JAKARTA, iNewsPandeglang.id – Sebuah jaringan perdagangan manusia yang mengejutkan dunia baru saja terbongkar di Georgia, Eropa Timur. Polisi berhasil mengungkap praktik keji ini setelah tiga wanita asal Thailand berhasil melarikan diri dan mengungkap kengerian yang mereka alami.
Para korban dipenjara, disuntik hormon secara paksa, lalu sel telurnya diambil dan dijual di pasar gelap. Kasus ini menjadi bukti bahwa perdagangan manusia masih menjadi ancaman besar di berbagai negara.
Melansir Bangkok Post, tiga wanita Thailand yang berhasil kabur mengaku awalnya tergiur tawaran pekerjaan sebagai ibu pengganti (surrogate mother) melalui Facebook.
Mereka dijanjikan bayaran antara 400.000 hingga 600.000 baht (sekitar Rp192 juta hingga Rp288 juta) untuk mengandung anak bagi pasangan yang ingin memiliki keturunan. Namun, begitu tiba di Georgia, mimpi mereka berubah menjadi mimpi buruk.

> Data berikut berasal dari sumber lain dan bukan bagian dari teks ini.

PR #4934, opened 2020-10-27
Update starter file handling

mishaschwartz:
## Motivation and Context

After the first semester using the new starter files, the following improvements are suggested to the way we handle starter files:

1. starter files should be available from a single source so that instructors can be (more) sure that students have access to the most up to date version of the starter files.
2. when starter files are assigned randomly and then changed later on, students who already have starter files assigned should get the updated versions of the files they already have. The previous behaviour is that starter files were randomly assigned all over again. This can lead to students being given access to multiple (possibly outdated) versions of the starter files. 
3. building on 1. (above), students should be warned if they haven't downloaded the most up to date starter files when they try to upload submission files (this is made possible because they will have one source for those files). 

## Your Changes

**Description**:

- [x] assign starter files to groupings when the groupings are created but *don't* populate the repos with the starter files
- [x] if starter files change, try to give students the new version of files they already have been assigned (instead of randomly selecting entirely new files)
- [x] if a student tries to submit code when they have not yet downloaded the most recent version of the starter code: display an alert warning them that they might be uploading the wrong file version

## Checklist


app/models/grouping.rb
```diff
@@ -445,12 +446,17 @@ def select_starter_file_entries
       assignment.default_starter_file_group&.starter_file_entries || []
     when 'shuffle'
       assignment.starter_file_groups.includes(:starter_file_entries).map do |g|
-        StarterFileEntry.find_by(id: g.starter_file_entries.ids.sample)
+        # If this grouping has previous starter files, try to choose an entry with the same path as before
+        old_entry = g.starter_file_entries.where(path: self.starter_file_entries.map(&:path)).sample
```
david-yz-liu, line 450: The use of `sample` here is pretty non-obvious. I think I know what you're trying to do but it would be great to leave a more explanatory comment explaining the use. (Personally I would have just used a `find_by`, but you can leave the `sample` if you want.)

app/models/grouping.rb
```diff
@@ -756,14 +749,14 @@ def student_test_run_in_progress?
 
   def access_repo
     group.access_repo do |repo|
-      add_starter_files(repo)
+      add_assignment_folder(repo)
       yield repo
```
david-yz-liu, line 753: Please update this line to yield the repo if a block is given (this should allow you to call `grouping.access_repo` instead of `grouping.access_repo {}`).

PR #4936, opened 2020-10-28
Rename the parameter in get_file_info from id to assignment_id

ANUSHIYAPRIYA:
## Motivation and Context

The helper method get_file_info in submissions_helper uses the id to set up the URL. But it should use the assignment_id because the download route looking for the params[:assignment_id].

## Your Changes

**Description**:
Renamed 'id' into 'assignment_id'

## Testing

Added tests for the changes made.

## Checklist


spec/helpers/submission_helper_spec.rb
```diff
@@ -37,4 +37,30 @@
       end
     end
   end
+
+  describe '#get_file_info' do
+    let(:assignment) { create(:assignment) }
+    let(:grouping) { create(:grouping, assignment: assignment) }
+    let(:file_name) { 'test.zip' }
+    before do
+      grouping.group.access_repo do |repo|
```
mishaschwartz, line 46: use `grouping.access_repo` directly

mishaschwartz: Actually, you don't need to actually submit a file to the repo to test this method. You can create a RevisionFile object directly for use in your tests. That way, this test will fail only if there is an issue with the `get_file_info` method, not if there is an issue with repo access/setup.

spec/helpers/submission_helper_spec.rb
```diff
@@ -37,4 +37,30 @@
...
+      file_info = {}
+      grouping.group.access_repo do |repo|
+        revision = repo.get_latest_revision
+        full_path = File.join(grouping.assignment.repository_folder, '')
+        file_obj = revision.tree_at_path(full_path)[file_name]
+        dirname, basename = File.split(file_name)
+        dirname = '' if dirname == '.'
+        file_info = get_file_info(basename, file_obj, assignment.id, revision.revision_identifier, dirname, grouping.id)
+      end
+      expect(file_info[:url].include?(assignment.id.to_s)).to be true
```
mishaschwartz, line 63: Parse the url and make sure the assignment_id is actually correct. `include?` over the whole url string is too general.

mishaschwartz (changes requested):

mishaschwartz (dismissed):

PR #4938, opened 2020-10-29
Time zone setting

robert-tan:
## Motivation and Context

Adds the ability to configure time zone preferences for MarkUs. Useful for those not currently located in Toronto.

## Your Changes

**Description**:
* Added a time zone column to Users
* Added front end for time zone setting
* Added an `around_action` callback for every request to use client timezone

## Testing

TO DO!

## Checklist


app/controllers/application_controller.rb
```diff
@@ -18,6 +18,8 @@ class ApplicationController < ActionController::Base
 
   helper :all # include all helpers in the views, all the time
 
+  # set user time zone based on their settings
+  around_action :use_time_zone
```
david-yz-liu, line 22: Use `around_action :set_time_zone, if: :current_user` here (to avoid the extra `yield` down in the method).

config/locales/views/users/en.yml
```diff
@@ -45,3 +44,5 @@ en:
       reset: "Reset my API key"
       unavailable: "Unavailable"
     verify_settings_update: 'Your settings have been updated!'
+    time_zone: "Time Zone:"
```
david-yz-liu, line 47: This should be an attribute name (under `locales/models/users`). Look up how we use `human_attribute_name` elsewhere in the code.

db/migrate/20201029155930_add_timezone_to_users.rb
```diff
@@ -0,0 +1,5 @@
+class AddTimezoneToUsers < ActiveRecord::Migration[6.0]
+  def change
+    add_column :users, :time_zone, :string, null: false, default: 'Eastern Time (US & Canada)'
```
david-yz-liu, line 3: Don't set the default in the schema. Instead, set a callback in the user model, and make the default based on `config.time_zone`.

spec/controllers/users_controller_spec.rb
```diff
@@ -30,28 +30,26 @@
     include ERB::Util
     RSpec.shared_examples 'changing particular mailer settings' do
       it 'can be enabled in settings' do
-        student.update!(setting => false)
+        student.update!(receives_invite_emails: false)
```
david-yz-liu, line 33: I'm not sure why you made these changes, but the point of this code is to allow us to use the same examples with multiple different settings. You should revert these changes (and the same for `settings` down below).

PR #4994, opened 2020-11-26
Add display name for admins

robert-tan:
## Motivation and Context

The current admins view under Users -> Admins doesn't work due to a bug in display name (thanks @ignaspa for catching it). This fix enables the display name settings for admins too so the view would work and admins can set their display names.

## Your Changes

**Description**:
- Make some `has_attribute?` checks in the user model
- Refactor settings to not just work for Students

## Testing

Unit tests and manually tested

## Checklist


config/locales/views/users/en.yml
```diff
@@ -38,6 +36,8 @@ en:
 
   # Miscellaneous
   users:
+    display_name: 'Display name'
```
david-yz-liu, line 39: @robert-tan I didn't notice this earlier, but this key should actually be under `models/users/en.yml` as an attribute.

Then you can also update the form to use `User.human_attribute_name`

PR #4996, opened 2020-11-26
Add localization setting

robert-tan:
## Motivation and Context

Move locale to the settings page and store it in the Users table in the backend

## Your Changes

**Description**:
- Moved locale selector to settings
- Added locale column in Users
- Set locale to use Users setting

## Testing

Manually tested

## Checklist

### DIFF
--- a/app/views/users/settings.html.erb
+++ b/app/views/users/settings.html.erb
@@ -18,8 +18,10 @@
       <%= f.check_box :receives_invite_emails %>
       <%= f.label :receives_invite_emails, t('students.toggle_invite_notifications') %>
     </p>
-    <%= f.submit t('students.update_settings') %>
   <% end %>
+  <p>
+    <%= f.submit t('users.update_settings') %>
+  </p>
 <% end %>
 
 <% if allowed_to?(:reset_api_key) %>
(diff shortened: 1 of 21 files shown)


app/views/users/settings.html.erb
```diff
@@ -25,41 +31,43 @@
 <% end %>
 
 <% if allowed_to?(:manage?, KeyPair) %>
-  <h2><%= t('key_pairs.key_pairs_title') %></h2>
+  <p>
```
david-yz-liu, line 34: Revert this change (starting from this line and extending below). There's more appropriate ways of adding some whitspace, if that's what you were trying to do, and either way it shouldn't be in this PR.

app/views/users/settings.html.erb
```diff
@@ -1,6 +1,10 @@
 <% content_for :title, t('students.account_settings') %>
-<% if @current_user.student? %>
-  <%= form_with url: 'update_settings', method: 'patch', model: @current_user, local: true do |f| %>
+<%= form_with url: 'update_settings', method: 'patch', model: User, local: true do |f| %>
+  <p>
+    <%= f.label :locale, t(:language) %>
```
david-yz-liu, line 4: You can check for other uses of the `:language` string, but now we should move it to `models/users/en.yml` under `attributes` as well.

PR #5013, opened 2020-12-02
Show most recent test run when released

mishaschwartz:
## Motivation and Context

Right now, the student can see all test group results when an assignment is released. Really only the most recent one for each test group is relevant since that is the one used to fill in mark criteria. Displaying past results is confusing to the student.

Alih-alih mendapatkan kontrak kerja dan calon orang tua seperti yang dijanjikan, mereka justru dikurung di sebuah rumah bersama lebih dari 100 wanita lainnya.
Dalam konferensi pers yang disiarkan oleh Yayasan Pavena, para korban berbicara sambil mengenakan topeng dan pakaian pelindung untuk menyembunyikan identitas mereka.
Mereka mengungkapkan bagaimana mereka dipaksa menjalani prosedur medis yang mengerikan. "Kami dibawa ke sebuah rumah yang sudah dipenuhi oleh 60 hingga 70 wanita Thailand lainnya. Tidak ada kontrak atau calon orang tua. Kami hanya disuntik hormon, dibius, lalu sel telur kami diambil dengan mesin setiap bulan," ungkap salah satu korban.
Lebih parahnya, banyak dari mereka tidak menerima bayaran sama sekali. Mereka yang ingin keluar harus membayar "tebusan" agar bisa bebas.
Menurut keterangan korban, para wanita ini disuntik hormon untuk merangsang produksi sel telur. Setelah itu, mereka dibius dan sel telurnya diambil.
Sel telur tersebut kemudian dijual di pasar gelap dan diduga digunakan untuk program fertilisasi in-vitro (IVF) di berbagai negara.
Hingga kini, belum diketahui berapa banyak korban yang masih disekap di jaringan "peternakan manusia" ini.
Kasus ini menambah panjang daftar kejahatan perdagangan manusia, yang terus meningkat setiap tahun.
Menurut data Yayasan Pavena, sepanjang 2024 saja, sekitar 257 perempuan Thailand menjadi korban perdagangan manusia. Dari jumlah itu, 204 orang dibawa ke luar negeri, sementara 53 orang lainnya ditemukan di dalam negeri.
Sementara itu, menurut laporan Disrupt Human Trafficking, setiap tahun ada 25 juta orang yang menjadi korban perdagangan manusia di seluruh dunia. Kejahatan ini menghasilkan keuntungan sekitar 150 miliar USD per tahun.
Di Indonesia, pemerintah mencatat 1.061 kasus perdagangan manusia pada 2023, terdiri dari:
370 kasus perdagangan seks
603 kasus perdagangan tenaga kerja
88 kasus lainnya
Angka ini meningkat drastis dibandingkan 133 kasus pada 2022.
Terungkapnya jaringan mafia perdagangan manusia di Georgia ini membuktikan bahwa praktik keji ini masih marak terjadi. Banyak korban tertipu dengan iming-iming pekerjaan dan gaji tinggi, tetapi justru dijadikan objek eksploitasi.
Kasus ini kini dalam penyelidikan Interpol dan pihak berwenang. Polisi terus memburu dalang di balik bisnis keji ini, sementara dunia menanti langkah tegas untuk menghentikan kejahatan kemanusiaan ini.